• Records supplied:
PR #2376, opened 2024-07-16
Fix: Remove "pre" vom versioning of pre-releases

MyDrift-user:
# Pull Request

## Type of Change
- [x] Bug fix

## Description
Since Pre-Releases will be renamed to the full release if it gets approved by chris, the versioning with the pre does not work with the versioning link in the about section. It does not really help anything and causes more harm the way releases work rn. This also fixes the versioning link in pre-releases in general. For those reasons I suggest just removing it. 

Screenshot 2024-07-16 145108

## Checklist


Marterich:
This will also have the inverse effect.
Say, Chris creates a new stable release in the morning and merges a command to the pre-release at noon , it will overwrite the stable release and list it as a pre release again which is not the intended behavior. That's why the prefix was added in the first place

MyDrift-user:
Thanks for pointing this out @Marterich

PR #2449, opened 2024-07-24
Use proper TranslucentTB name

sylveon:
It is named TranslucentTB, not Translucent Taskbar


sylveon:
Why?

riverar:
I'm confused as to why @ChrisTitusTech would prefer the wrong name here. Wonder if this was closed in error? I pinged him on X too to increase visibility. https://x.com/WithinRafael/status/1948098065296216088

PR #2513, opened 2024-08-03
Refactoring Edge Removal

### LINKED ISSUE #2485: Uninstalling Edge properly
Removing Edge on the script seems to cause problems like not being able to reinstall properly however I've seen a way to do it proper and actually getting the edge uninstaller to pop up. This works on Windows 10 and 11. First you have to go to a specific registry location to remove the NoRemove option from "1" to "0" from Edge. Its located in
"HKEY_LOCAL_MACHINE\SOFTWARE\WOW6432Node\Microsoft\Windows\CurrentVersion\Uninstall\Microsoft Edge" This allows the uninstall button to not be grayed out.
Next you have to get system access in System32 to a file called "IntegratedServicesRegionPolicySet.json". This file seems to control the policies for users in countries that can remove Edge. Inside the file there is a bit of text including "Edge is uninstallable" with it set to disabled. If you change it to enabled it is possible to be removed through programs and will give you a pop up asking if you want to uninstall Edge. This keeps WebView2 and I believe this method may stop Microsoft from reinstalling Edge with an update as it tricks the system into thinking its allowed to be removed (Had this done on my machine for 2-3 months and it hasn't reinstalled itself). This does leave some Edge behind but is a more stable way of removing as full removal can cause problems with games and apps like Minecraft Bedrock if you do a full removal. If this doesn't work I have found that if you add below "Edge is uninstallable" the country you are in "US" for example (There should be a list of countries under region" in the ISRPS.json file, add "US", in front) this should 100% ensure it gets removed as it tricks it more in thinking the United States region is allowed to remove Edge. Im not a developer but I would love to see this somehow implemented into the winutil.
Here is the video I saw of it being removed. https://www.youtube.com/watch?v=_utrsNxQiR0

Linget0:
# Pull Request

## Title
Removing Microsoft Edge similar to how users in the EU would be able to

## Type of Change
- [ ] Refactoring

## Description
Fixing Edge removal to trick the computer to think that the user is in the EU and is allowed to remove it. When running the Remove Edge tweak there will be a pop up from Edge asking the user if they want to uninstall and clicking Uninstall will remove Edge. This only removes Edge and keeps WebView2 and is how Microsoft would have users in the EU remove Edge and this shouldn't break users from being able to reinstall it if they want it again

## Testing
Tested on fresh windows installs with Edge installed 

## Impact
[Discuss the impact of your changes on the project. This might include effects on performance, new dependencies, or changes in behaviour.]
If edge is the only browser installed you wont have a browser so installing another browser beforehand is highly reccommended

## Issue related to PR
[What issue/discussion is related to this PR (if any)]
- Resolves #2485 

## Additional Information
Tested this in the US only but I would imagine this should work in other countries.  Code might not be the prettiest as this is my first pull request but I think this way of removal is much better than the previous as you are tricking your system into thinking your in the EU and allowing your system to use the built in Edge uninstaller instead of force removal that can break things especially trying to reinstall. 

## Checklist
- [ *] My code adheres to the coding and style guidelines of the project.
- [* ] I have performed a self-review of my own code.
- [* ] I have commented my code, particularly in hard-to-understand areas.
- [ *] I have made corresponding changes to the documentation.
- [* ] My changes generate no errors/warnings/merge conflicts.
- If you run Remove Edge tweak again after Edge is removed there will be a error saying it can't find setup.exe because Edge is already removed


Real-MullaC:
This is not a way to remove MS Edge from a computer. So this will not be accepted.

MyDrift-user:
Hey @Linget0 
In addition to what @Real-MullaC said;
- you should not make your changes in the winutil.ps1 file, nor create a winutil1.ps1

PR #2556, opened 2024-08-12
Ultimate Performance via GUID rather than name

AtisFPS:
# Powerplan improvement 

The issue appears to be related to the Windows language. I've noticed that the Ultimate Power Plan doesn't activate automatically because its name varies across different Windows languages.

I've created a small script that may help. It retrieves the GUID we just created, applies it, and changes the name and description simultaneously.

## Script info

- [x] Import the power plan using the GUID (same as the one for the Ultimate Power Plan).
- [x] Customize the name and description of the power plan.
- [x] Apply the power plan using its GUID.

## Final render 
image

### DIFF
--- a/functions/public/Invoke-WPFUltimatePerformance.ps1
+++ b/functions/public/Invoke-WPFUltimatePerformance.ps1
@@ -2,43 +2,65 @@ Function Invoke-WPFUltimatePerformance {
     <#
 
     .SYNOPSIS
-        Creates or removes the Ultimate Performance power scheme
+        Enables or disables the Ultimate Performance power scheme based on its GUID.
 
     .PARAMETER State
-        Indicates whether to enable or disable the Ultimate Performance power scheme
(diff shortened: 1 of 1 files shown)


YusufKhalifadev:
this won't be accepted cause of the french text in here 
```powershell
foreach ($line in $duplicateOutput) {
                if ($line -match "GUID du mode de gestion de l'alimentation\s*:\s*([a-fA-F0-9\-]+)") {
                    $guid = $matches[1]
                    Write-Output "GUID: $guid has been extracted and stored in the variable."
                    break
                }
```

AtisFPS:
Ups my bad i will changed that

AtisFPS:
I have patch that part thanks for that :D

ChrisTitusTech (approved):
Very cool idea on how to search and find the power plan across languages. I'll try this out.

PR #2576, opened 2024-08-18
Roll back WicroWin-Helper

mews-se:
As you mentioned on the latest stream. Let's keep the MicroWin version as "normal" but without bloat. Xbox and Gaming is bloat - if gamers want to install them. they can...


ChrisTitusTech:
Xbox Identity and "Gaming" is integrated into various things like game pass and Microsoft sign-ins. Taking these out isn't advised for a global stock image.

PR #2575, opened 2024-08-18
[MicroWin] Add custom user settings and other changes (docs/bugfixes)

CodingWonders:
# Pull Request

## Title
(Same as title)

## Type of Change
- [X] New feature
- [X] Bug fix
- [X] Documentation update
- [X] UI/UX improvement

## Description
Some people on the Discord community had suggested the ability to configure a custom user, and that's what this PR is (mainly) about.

• Your goal:
Transcribe exactly, and only, the lines from the one bearing "Xbox Identity and" through the last line of the entries, counting both.

• Task response:
Xbox Identity and "Gaming" is integrated into various things like game pass and Microsoft sign-ins. Taking these out isn't advised for a global stock image.

PR #2575, opened 2024-08-18
[MicroWin] Add custom user settings and other changes (docs/bugfixes)

CodingWonders:
# Pull Request

## Title
(Same as title)

## Type of Change
- [X] New feature
- [X] Bug fix
- [X] Documentation update
- [X] UI/UX improvement

## Description
Some people on the Discord community had suggested the ability to configure a custom user, and that's what this PR is (mainly) about.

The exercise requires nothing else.